И лишь после третьего раза
поверил, что это — судьба.
11.
И к гражданам выйдя, по-свойски
просил их дать денег в казну,
чтоб, создав надежное войско,
очистить от ляхов страну.
12.
“Иначе и нас скоро тоже
придет кто-нибудь разорять!
Хоть рать дорога, но дороже —
свободу навек потерять!”
13.
И, войско набрав из народа,
решили не медля идти,
поставив над ним воеводой
Пожарского, князя...
14.
...В пути —
у Троицы — сам Дионисий,
призвав сонмы ангельских сил
и к небу молитвы возвысив,
на битву их благословил.
15.
Увы! Но не спит и лукавый,
прельщая казачьи полки,
и те, не явив еще славы,
уж требуют денег мешки!
16.
Но тут говорят им монахи,
догнавшие их под Москвой:
“Едва из Москвы уйдут ляхи —
и мы вам заплатим с лихвой”.
17.
На том и решили. И снова
едиными стали полки.
И в битве за веру Христову
не предали сраму клинки.
18.
“За нас Божья Матерь и Сергий —
неужто же нам проиграть?”
До вечера бились... Но свергли,
но свергли-таки вражью рать!
19.
О, сладость победы! Все рады.
А тут и монахи — везут
награду: иконы в окладах,
кресты, золоченый сосуд...
20.
“Откуда всё это?” — “Из Лавры”. —
Смутились казачьи сердца.
“Везите обратно... Нам славы —
и той хватит всем
до конца!”
ОСАДА СОЛОВЕЦКОГО МОНАСТЫРЯ
В 1658 году патриарх Никон послал в Соловецкий монастырь новые богослужебные книги – основу своей реформы. Но монахи отказались принимать нововведения, умоляя в челобитных царя Алексея Михайловича разрешить им молиться по-старому. Или же, прибавляли не без издевки: «Повели, государь, прислать на нас свой царский меч и переселить нас от сего мятежного жития на безбрежное и вечное...»

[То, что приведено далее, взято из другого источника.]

PR #277, opened 2018-01-30
External interfaces field label changes and description data migration

K1ll3rF0x:
# Added
* A new "Data content" (Tietosisältö) multiselect field for external interfaces.

# Fixed
* Changes to external interfaces form fields and their labels.
* Migrated external interfaces license_url field data into description field.
* Removed licence_url field and its usages.


database/src/main/resources/db/migration/V1_50__external_interfaces_description.sql
```diff
@@ -0,0 +1,33 @@
+CREATE TYPE interface_data_content AS ENUM (
```
rckopteri: number 50 migration is already in master. So rename migration file.

database/src/main/resources/db/migration/V1_50__external_interfaces_description.sql
```diff
@@ -0,0 +1,33 @@
...
+  'payment-interface'
+  'other'
+);
+
+ALTER TABLE "external-interface-description"
+-- Possible data content of the external interface
+  ADD COLUMN "data-content" interface_data_content[];
+
+
+-- Move data from external-interface-description/license_url to external-interface-description/external-interface/description
```
rckopteri: Really good description - iso peukku

database/src/main/resources/db/migration/V1_50__external_interfaces_description.sql
K1ll3rF0x: There is a lot of stuff to fix in addition to this, I was aware of this problem also. I'm in progress fixing the problems. If I could cancel the review request, that would be nice feature by GitHub :)

PR #286, opened 2018-02-01
154832365 Service search API

tatut:
# Added
- Support JSON output in service search backend calls

# Environment
- Add developer documentation

### DIFF
--- a/ote/src/clj/ote/services/service_search.clj
+++ b/ote/src/clj/ote/services/service_search.clj
@@ -118,7 +118,9 @@
      :results results
      :filter-service-count (count ids)}))
 
-(defn- parse-query-parameters [params]
+(defn- service-search-parameters
+  "Extract service search parameters from query parameters."
+  [params]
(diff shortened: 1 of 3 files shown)


tatut:
Contains JSON support for service search and some developer documentation.

ote/src/clj/ote/services/service_search.clj
```diff
@@ -118,30 +118,34 @@
      :results results
      :filter-service-count (count ids)}))
 
+(defn- parse-query-parameters [params]
```
rckopteri: Not a biggie, but might consider renaming this function.
It is kind of general now. It only parses parameters that are relevant to service search.
And in some occasions we have used to name functions by their return values.
So -> parsed-service-query-parameters. or something similar.

tatut: Absolutely right... and it has extra verbiage but is a pure function.

PR #287, opened 2018-02-02
External API url check

mmarkuss:
* Added
- External API address validity check


rckopteri:
Check conflicts

ote/src/cljs/ote/app/controller/transport_service.cljs
```diff
@@ -77,6 +77,10 @@
 (defrecord EnsureCsvFileResponse [response])
 (defrecord FailedCsvFileResponse [response])
 
+(defrecord EnsureUrl [url])
```
tatut: These are specific to external interface URLs... maybe they should be renamed to be something like EnsureExternalInterfaceUrl

PR #290, opened 2018-02-02
154832728 filter admin service list

rckopteri:
# Added
 - Published filter to admin service search


ote/src/clj/ote/services/admin.clj
```diff
@@ -42,23 +42,35 @@
...
+    (= :NO (:published-type query)) {::t-service/published? false}
+    :else nil))
 
 (defn- list-services
   "Returns list of transport-services. Query parameters aren't mandatory, but it can be used to filter results."
   [db user query]
-  (fetch db ::t-service/transport-service-search-result
+  (let [q (if (nil? (:query query))
+            nil
+            {::t-service/name (op/ilike (str "%" (:query query) "%"))})
```
K1ll3rF0x: Use (when (:query query) ...).

ote/src/clj/ote/services/admin.clj
```diff
@@ -42,23 +42,35 @@
...
-           {::t-service/name (op/ilike (str "%" query "%"))})
-         {:specql.core/order-by ::t-service/name}))
+         search-params
+         {:specql.core/order-by ::t-service/name})))
 
 (defn- list-services-by-operator [db user query]
-  (fetch db ::t-service/transport-service-search-result
+  (let [q (if (nil? (:query query))
+            nil
+            {::t-service/operator-name (op/ilike (str "%" (:query query) "%"))})
```
K1ll3rF0x: Use when.

ote/src/cljs/ote/views/admin.cljs
```diff
@@ -47,26 +50,39 @@
...
+      ]
 
+     [:div.row.col-md-2
+      [form-fields/field {:type :selection
+                          :label "Julkaistu?"
+                          :options published-types
+                          :show-option (tr-key [:admin-page :published-types])
+                          :update! #(e! (admin-controller/->UpdatePublishedFilter %))}
+       published-filter]
+      ]
```
K1ll3rF0x: Fix square bracket position.

ote/src/cljs/ote/views/admin.cljs
```diff
@@ -96,7 +112,7 @@
                [ui/table-row-column {:style {:width "20%"}} (tr [:enums :ote.db.transport-service/type (keyword type)])]
                [ui/table-row-column {:style {:width "20%"}} (tr [:enums :ote.db.transport-service/sub-type (keyword sub-type)])]
                [ui/table-row-column {:style {:width "5%"}} (if published? "Kyllä" "Ei") ]
-               [ui/table-row-column {:style {:width "15%"}}  (time/format-timestamp-for-ui created)]]))]]])])
+               [ui/table-row-column {:style {:width "15%"}}  (time/format-timestamp-for-ui created)]]))]]])]])
 
   )
```
K1ll3rF0x: Parenthesis position.

ote/src/clj/ote/services/admin.clj
```diff
@@ -42,23 +42,35 @@
 
 (defn- list-users [db user query]
   (nap-users/list-users db {:email (str "%" query "%")
-                            :name (str "%" query "%")}))
+                            :name  (str "%" query "%")}))
+(defn- published-search-param [query]
+  (cond
+    (or (nil? (:published-type query)) (= :ALL (:published-type query))) nil
```
tatut: wouldn't case be simpler?
```
(case (:published-type query)
  :YES {::t-service/published? true}
  :NO {::t-service/published? false}
  nil)
```

Even simpler if we just used `true`/`false` instead of `:YES`/`:NO` keywords

tatut: Even simpler: 
```
(when-let [pub (:published-type query)]
  {::t-service/published? 
   (case pub
    :YES true
    :NO false)})
```

rckopteri: :published-type can also be nil or :ALL. So there is 4 possibilities.

rckopteri: nil is possible, because material ui can't set default values for dropdownlist by default. It can be done by some sorcery, but I didn't want use anymore time to these admin view.

PR #295, opened 2018-02-05
154392247 translate geojson texts

mmarkuss:
* Fixed
- GeoJson view localization update for maximum parking time and availability time

### DIFF
--- a/ote/resources/public/language/en.edn
+++ b/ote/resources/public/language/en.edn
@@ -693,6 +693,14 @@
           "available-from" "Available from"
           "available-to" "Available to"
 
+          "maximum-stay" "Maximum parking time"
+          "seconds" "Seconds"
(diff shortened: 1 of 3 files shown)


ote/resources/public/language/en.edn
```diff
@@ -690,6 +690,17 @@
           "charging-points" "Kuvaus latauspisteistä"
           "parking-capacities" "Parkkipaikkojen määrä"
 
+          "available-from" "Available from"
+          "available-to" "Available to"
+
```
K1ll3rF0x: How are  :ote.db.transport-service/available-from-nil "Heti" :ote.db.transport-service/available-to-nil "Toistaiseksi" presented in the geojson?

mmarkuss: They are not presented at all.

PR #296, opened 2018-02-05
154440133 business-id report

rckopteri:
# Added
 - Business id report to admin panel


ote/src/clj/ote/services/admin.clj
```diff
@@ -73,6 +76,36 @@
          search-params
          {:specql.core/order-by ::t-service/operator-name})))
 
+(defn distinct-by [f coll]
+  (let [groups (group-by f coll)]
+    (map #(first (groups %)) (distinct (map f coll)))))
+
+(defn- business-id-report [db user query]
+  (let [services (if
```
tatut: Use `when` instead of `(if condition value nil)` pattern

ote/src/clj/ote/services/admin.clj
```diff
@@ -73,6 +76,36 @@
...
+                   nil)
+        operators (if
+                   (or
+                     (nil? (:business-id-filter query))
+                     (= :ALL (:business-id-filter query))
+                     (= :operators (:business-id-filter query)))
+                    (fetch-operator-business-ids db)
+                   nil)
+
+        report (cond
```
tatut: Why is this  `cond` structure necessary? just `(concat services operators)`

ote/src/cljs/ote/views/admin.cljs
```diff
@@ -49,6 +49,55 @@
...
+              [ui/table-header-column "Sähköposti"]]]
+          [ui/table-body {:display-row-checkbox false}
+           (doall
+             (for [{:keys [operator business-id phone email]} results]
+               [ui/table-row {:selectable false}
+                [ui/table-row-column operator]
+                [ui/table-row-column business-id]
+                [ui/table-row-column phone]
+                [ui/table-row-column email]
+                ]
```
tatut: Closing parens

ote/src/clj/ote/services/admin.clj
rckopteri: Changed

ote/src/clj/ote/services/admin.clj
rckopteri: Removed cond and replaced it with concat

ote/src/cljs/ote/views/admin.cljs
rckopteri: parens fixed

PR #305, opened 2018-02-08
Add naughty generator for cypress, add naughty form fill spec.

K1ll3rF0x:
# Environment
* Add naughty string generator utility for cypress.
* Create custom .typeRaw(val) command for cypress (enables injecting any string data into input fields).
* Add naughty form fill test that tries to crash our taxi form by filling it with evilness.


cypress/support/generators/index.js
```diff
@@ -0,0 +1,29 @@
...
+        }
+
+        return generate(len, `${acc}${sampleArr(srcArr)}`);
+    };
+
+    return generate(len, sampleArr(srcArr));
+};
+
+export const genNaughtyString = (len) => {
+    const generate = (len, acc) => {
```
tatut: arent these `const generate` utils nearly the same in `genString` and `genNaughtyString`?  Can we make one utility to use in both

K1ll3rF0x:
Yes, good catch. A accidentally copy pasted my work from repl into a wrong function.
________________________________________

PR #310, opened 2018-02-12
154872430 Migration to alter collation of transport operator/service name

tatut:
# Environment
- Change collation of operator/service name (for better result ordering)


rckopteri:
I'm afraid that we don't remember to add collate_FI parameter to all text columns that we will add in the future. So it would be better to change the database collation.

tatut:
Not possible (at least I don't know how to do it).

The only way AFAICT is to fully recreate the database, which I don't want to do and would require downtime.

PR #332, opened 2018-02-23
154918168 ulkoisten rajapintojen formaatti  ja lisenssi kenttien uudistaminen

K1ll3rF0x:
# Added
* Added autocomplete and chip-input form fields.
* External interface form group changes:
  * Using autocomplete field type for license field. Added some license suggestions.
  * Using chip-input field type for format field. Added some response file format suggestions.

# Datamodel
* Format attribute/column is now type of TEXT[].

### DIFF
--- a/ote/src/cljs/ote/views/transport_service_common.cljs
+++ b/ote/src/cljs/ote/views/transport_service_common.cljs
@@ -139,6 +139,7 @@
                        :tooltip (tr [:form-help :external-interfaces-tooltips :format])
                        :width "15%"
                        :full-width? true
+                       :full-width-input? true
                        :required? true}
                       {:name ::t-service/license
                        :type :autocomplete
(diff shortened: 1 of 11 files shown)


ote/src/cljs/ote/views/transport_service_common.cljs
```diff
@@ -151,16 +151,23 @@
                        :width "5%"
                        }
                       {:name ::t-service/format
-                       :type :string
+                       :type :chip-input
+                       :open-on-focus? true
+                       :suggestions ["GTFS" "Kalkati.net" "SIRI" "NeTEx" "GeoJSON" "JSON" "CSV"]
```
rckopteri: Could be in separate array and not hard coded here. Would help if these are moved to database and administrated by admin in some day.

K1ll3rF0x: Yes, currently both licenses and format suggestions are hardcoded. They can be added into database if we decide they should be admistrated.

PR #352, opened 2018-03-08
155062911 Fix paragraphs in external interface modal

rckopteri:
# Fixed
 - Fix paragraphs in external interface modal
 by removing margins only from the first p element.

Toni, did I do well?

### DIFF
--- a/ote/resources/public/css/styles.css
+++ b/ote/resources/public/css/styles.css
@@ -35,7 +35,7 @@ h2 {
 
 /* Rendered translations are wrapped with <p> by Marked JS library.
    Remove the margins of the first P-element */
-.translation-markdown > p {
+.translation-markdown > :first p {
     margin-top: 0;
     margin-bottom: 0;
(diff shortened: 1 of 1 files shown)


ote/resources/public/css/styles.css
```diff
@@ -35,7 +35,7 @@ h2 {
 
 /* Rendered translations are wrapped with <p> by Marked JS library.
    Remove the margins of the first P-element */
-.translation-markdown > p {
+.translation-markdown > :first p {
```
K1ll3rF0x: This should not even work. :first is used only with @page rule and it does not do anything here.
The correct solution would be:
```css
.translation-markdow p:only-child {
     margin-top: 0;
     margin-bottom: 0;
}
```
This removes margins from `<p>`, only if `<p>` is the only child of .translation-markdown element. Otherwise, if `<p>` has sibling elements, it has normal margins.

PR #634, opened 2015-10-13
[CDF-659]

afrjorge:
- fallback to the message provided if it doesn't have a predefined value


afrjorge:
@pamval please review

PR #635, opened 2015-10-14
[CDF-609] - FilterComponent will now search server side with no pagin…

jvelasques:
…ation.

### DIFF
--- a/cdf-core/cdf/js-modules/components/filter/FilterComponent.js
+++ b/cdf-core/cdf/js-modules/components/filter/FilterComponent.js
@@ -182,7 +182,7 @@ define([
             /*
              * Handle empty datasets
              */
-            if (!configuration.component.search.serverSide && this.query.getOption('pageSize') === 0) {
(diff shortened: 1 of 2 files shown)


jvelasques:
@carlosrusso @pamval please review

jvelasques:
@pamval @carlosrusso added another commit

cdf-core/cdf/js-modules/components/filter/FilterComponent.js
```diff
@@ -182,7 +182,7 @@ define([
             /*
              * Handle empty datasets
              */
-            if (this.query.getOption('pageSize') === 0) {
+            if (!this.query || (!configuration.component.search.serverSide && this.query.getOption('pageSize') === 0)) {
```
carlosrusso: the argument of this if is very long. break the components into variables on their own:
var hasQuery = !! this.query;
var isPaginated = ....

PR #636, opened 2015-10-15
[CDF-609][CDF-641] - FilterComponent will now search server side. Accounting for when the query object does not exist.

jvelasques:


jvelasques:

pamval:
Aren't there tests covering this behavior ?

carlosrusso:
The component doesn't need a query to run, it can use a .valuesArray, so the query object might not exist.

jvelasques:
@pamval @carlosrusso @afrjorge, added unit tests, please review

pamval:
backport to 5.x

PR #641, opened 2015-10-16
[CDF-661] - Making blockG css FilterComponent specific

jvelasques:


jvelasques:
@pamval please review

PR #661, opened 2015-10-27
[CDF-667] - Adding root id option to a component with valuesArray

jvelasques:


jvelasques:

carlosrusso:
Please move the test to options.root.id to the updateModel method.
Also, please make the code a bit more idiomatic (boy scout rule), as the code still shows symptoms from the compilation from coffeescript

pamval:
really ? You're complaining about the code that the tool **you chose by yourself and used** generates ?
And telling someone else to fix it ?

jvelasques:
@pamval @carlosrusso changed accordingly, please review

carlosrusso:
@pamval Yes, indeed I am complaining about my own mistakes. All I have in mind is the quality of the product.  Should I refrain from doing so?

PR #662, opened 2015-10-28
[CDF-586] - FilterComponent can now receive a setting expandMode, to …

jvelasques:
…define if the expand div will push other page content or not


jvelasques:

carlosrusso:
seems fine to me

PR #663, opened 2015-10-29
[CDF-677] SortByValue incorrect results

afrjorge:
- when only one Sorting Addin is being used don't convert the resulting value into a String


afrjorge:
@pamval please review, the sorted values are only appended into the DOM so the test will be done using selenium

PR #667, opened 2015-10-30
[CDF-583] Refactor CDF's FilterComponent 'templates.js' to break it down into a set of moustache template files

afrjorge:
- removing some extra spaces that change the visual aspect of the UI when using the template HTML file


afrjorge:
@pamval please review

PR #672, opened 2015-11-10
[CDF-688] FilterComponent - filter.css is not the same in the legacy and amd versions of the component

afrjorge:
- made legacy and amd versions of filter.css equal, according to the UX team's guidelines
    - made template.css body rules more specific so AMD samples don't have overridden styles (e.g. font-family overridden by screen.css in a blueprint dashboard)


afrjorge:
@pamval please review

PR #673, opened 2015-11-11
[BISERVER-12840] - Accented Characters get encoded on Dropdown parameter ReportViewer

IvanNikolaychuk:
- Check if inputs are allready escaped and not apply re-escaping to them.
- Added tests

@pamval, @dcleao, review it please


pamval:
@jvelasques extending your previous negative lookahead solution to an extended set of chars. please review

jvelasques:
@IvanNikolaychuk @pamval this won't match &thetasym; -> the second rule should match until 8 characters - {2,8}
Looks good otherwise, far more complete than my previous approach :)

IvanNikolaychuk:
@jvelasques @pamval Quite right, updated

PR #677, opened 2015-11-12
[CDE-666] - Removing unnecessary extends, reverting some addin API ch…

jvelasques:
…anges for consistency


jvelasques:
@pamval please review

PR #240, opened 2019-05-20
Fix inconsistency between command line parser definition and use of t…

hdboer:
…he 'search_engine' key in command_line_runner() which causes a KeyError exception.


gleitz:
Thanks! Happy hacking

PR #243, opened 2019-06-25
Explicitly set English interface in SEARCH_URLS

Subc2:
In my country Google adds a "Translate site" link to most of the results in foreign languages, which breaks howdoi. The `hl` parameter fixes the issue without breaking other search engines, including Bing.

### DIFF
--- a/howdoi/howdoi.py
+++ b/howdoi/howdoi.py
@@ -72,8 +72,8 @@ USER_AGENTS = ('Mozilla/5.0 (Macintosh; Intel Mac OS X 10.7; rv:11.0) Gecko/2010
                ('Mozilla/5.0 (Windows; Windows NT 6.1) AppleWebKit/536.5 (KHTML, like Gecko) Chrome/19.0.1084.46'
                 'Safari/536.5'), )
 SEARCH_URLS = {
-    'bing': SCHEME + 'www.bing.com/search?q=site:{0}%20{1}',
-    'google': SCHEME + 'www.google.com/search?q=site:{0}%20{1}'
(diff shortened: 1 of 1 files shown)


gleitz:
Thanks for this. Does this always force English results? I know some users like to set the HOWDOI_URL to something else such as pt.stackoverflow.com. I worry that this addition, in conjunction with that URL, might not give the best results.

Subc2:
The `host language` parameter indeed affects the search results. It seems that Google "treats" results in the interface language as more important. However, the impact of this option is greatly reduced when searching a domain written in only one language, as is the case with Stack Overflow variants.

As a test I searched `ru.stackoverflow.com` for a deliberately vague phrase, translating to "how to call a terminal":
- https://www.google.com/search?q=%D0%9A%D0%B0%D0%BA+%D0%B2%D1%8B%D0%B7%D0%B2%D0%B0%D1%82%D1%8C+%D1%82%D0%B5%D1%80%D0%BC%D0%B8%D0%BD%D0%B0%D0%BB+site%3Aru.stackoverflow.com&hl=ru
- https://www.google.com/search?q=%D0%9A%D0%B0%D0%BA+%D0%B2%D1%8B%D0%B7%D0%B2%D0%B0%D1%82%D1%8C+%D1%82%D0%B5%D1%80%D0%BC%D0%B8%D0%BD%D0%B0%D0%BB+site%3Aru.stackoverflow.com&hl=en

The top 8 results were the same when using `hl=ru` and `hl=en` (one result changed its place).

Therefore, I conclude that introducing this option (for now) causes little to no harm.

gleitz:
Excellent. Thanks for checking.

PR #246, opened 2019-08-08
Implement duck duck go search engine

marek2901:


gleitz:
With passing tests. Very nice!

PR #257, opened 2019-09-25
added blocked detection for duckduckgo

claudioacioli:


claudioacioli:
I really don't know if this is the correct way.

PR #260, opened 2020-02-02
Move function to correct position

RFV5s:
the function is now declared before it is used


gleitz:
For some reason the nose tests fail in Python 2.7
https://travis-ci.org/gleitz/howdoi/builds/645016396

PR #272, opened 2020-06-12
Auto parse args

gmelodie:
`howdoi.howdoi` accepts both parsed and raw queries to be passed directly to it. So the following snippet:
```python
from howdoi import howdoi

query = "for loop python"
parser = howdoi.get_parser()
args = vars(parser.parse_args(query.split(' ')))

output = howdoi.howdoi(args)
```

22 июня 1668 года прибывшие на остров царские стрельцы и вправду начали осаду Соловецкого монастыря, но встретили там весьма решительный отпор монахов. Осада обители, которая продолжала оставаться оплотом старообрядчества, длилась 8 лет – до тех пор, пока один из перебежчиков – монах Феоктист – не показал стрельцам тайный вход в монастырь…
1.
Льётся плач над Россией без меры.
Кто ж терзает её? – Да свои!
Реформируют древнюю веру,
губят книги у каждой семьи.
2.
Понимая, что силу народу
придаёт гордый дух Соловков,
царь зовёт на глаза воеводу –
и приходит к нему Салтыков.
3.
Тяжелей, видно, с дней Мономаха
не слыхали наказов царя –
мол, езжай и казни всех монахов
Соловецкого монастыря!
4.
Побледнел Салтыков: «Это ж старцы!» –
и к царёву припал сапожку.
Но вскипел тот: «Не станешь стараться –
сам на плахе оставишь башку!»
5.
Против плахи – что выставишь в споре?
Взял стрельцов воевода – и в путь.
Но лишь тронулись – рухнул от хвори:
ни рукой шевельнуть, ни вздохнуть.
6.
Подыскали замену… И снова
по дороге уходят полки,
государево крепкое слово
в жерлах пушек везя в Соловки.
7.
Вот и сам монастырь. По науке
осадили мятежную твердь,
обрекая монахов на муки
и голодную скорую смерть.
8.
Но сильна всё же старцев молитва!
Вместо славы победных гудков –
растянулась осадная битва
на томительных восемь годков.
9.
Так бы впредь эта твердь и стояла,
ждя пощады при новом царе,
но однажды – икона упала
Богородицы, что в алтаре.
10.
И, быть может, подумав, что это –
некий знак приближенья конца,
вылез ночью из крепости некто
и направился в лагерь к стрельцам.
11.
Монастырь – отдыхал. Ни откуда
не грозила беда… Но спроси –
были век хоть один, чтоб Иуда
не являлся в просторах Руси?
12.
Крепость – пала. Секретною дверцей
ввёл изменник, лишь встала заря,
озверевших стрельцов прямо в сердце
осаждённого монастыря.
13.
Все погибли! Помилован не был –
ни один, кто на стенах стоял.
Так вот все и всходили на небо,
как до этого – в трапезной зал.
14.
Проплывали в тот день иностранцы
мимо острова: глядь с корабля –
ходят небом пресветлые старцы,
и тверда для них высь, как земля…
НАМ ЕСТЬ, КОМУ МОЛИТЬСЯ
К 465-летию со дня канонизации в 1549 году
«…И вот один из беззаконных, именем Романец,
извлек большой нож и ударил святого в грудь, и,
вращая ножом, достал честное сердце его…»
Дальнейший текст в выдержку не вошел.